Problem requirements →
Looking at the records below, state how many lines include the string "sent" and add nothing further.

[Stored data entries]
* * * *

PR #460, opened 2016-10-25
Added timestamp property to sent messages.

cwoolfRuxit:
Since no convo.askAndUpdate method exists, I am using the convo.ask method and updating the previously sent message using the Web API update method. It appears that messages from users contain a timestamp, but messages from bots don't. I added the ts (timestamp) property to messages sent and stored in the sent array. Please consider adding the timestamp to sent messages so they can be easily updated.

### DIFF
--- a/lib/CoreBot.js
+++ b/lib/CoreBot.js
@@ -484,6 +484,7 @@ function Botkit(configuration) {
 
         this.tick = function() {
             var now = new Date();
+            var self = this;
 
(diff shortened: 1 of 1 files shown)


benbrown:
It is important that messages in conversations be able to be updated in this way.

However, this change will only work for Slack bots, and will break other types that do not return these fields.

We'll have to figure out another way to do this!

PR #465, opened 2016-10-31
Update slackbutton_bot.js example

### LINKED ISSUE #458: slackbutton_bot.js does not include redirectUri in config
I'm using botkit v 0.4.0 from NPM. 

https://github.com/howdyai/botkit/blob/master/examples/slackbutton_bot.js#L41

I just got a slackButton bot working from the slackbutton_bot.js starter code. When I was initially trying to get my bot to authenticate via the "login" url, I was getting an error "missing clientId in request". The issue seemed to resolve itself when I passed the redirectUri in as an environment variable. 

I think this should be added to the slackbutton_bot.js at the line highlighted in the snippet above. I can submit a fix once someone verifies that this is an actual issue.

jonchurch:
Adds forgotten line in example so it works as expected

botkit needs redirectUri in config for slackbutton oauth
Pass it into the example bot, check for redirectUri when run

closes #458

### DIFF
--- a/examples/slackbutton_bot.js
+++ b/examples/slackbutton_bot.js
@@ -27,8 +27,8 @@ This is a sample Slack Button application that adds a bot to one or many slack t
 /* Uses the slack button feature to offer a real time bot to multiple teams */
 var Botkit = require('../lib/Botkit.js');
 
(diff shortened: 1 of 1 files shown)


benbrown:
Thanks again, @jonchurch

PR #466, opened 2016-10-31
Update readme addQuestion() capture options docs

### LINKED ISSUE #456: Optional Parameter in addQuestion() requires a blank object to be passed to it
The addQuestion() method in conversations has an optional third parameter for capture_options and a required 4th parameter for thread_name. But it is required that a blank object is passed as the thirs parameter even if we dont want any capture_options or otherwise it takes the 4th parameter as the third and gives weird functionality.

jonchurch:
Adds clarification to addQuestion capture option docs. Must pass empty object if not using capture options

closes #456


benbrown:
Thanks @jonchurch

* * * *

Answer box →
2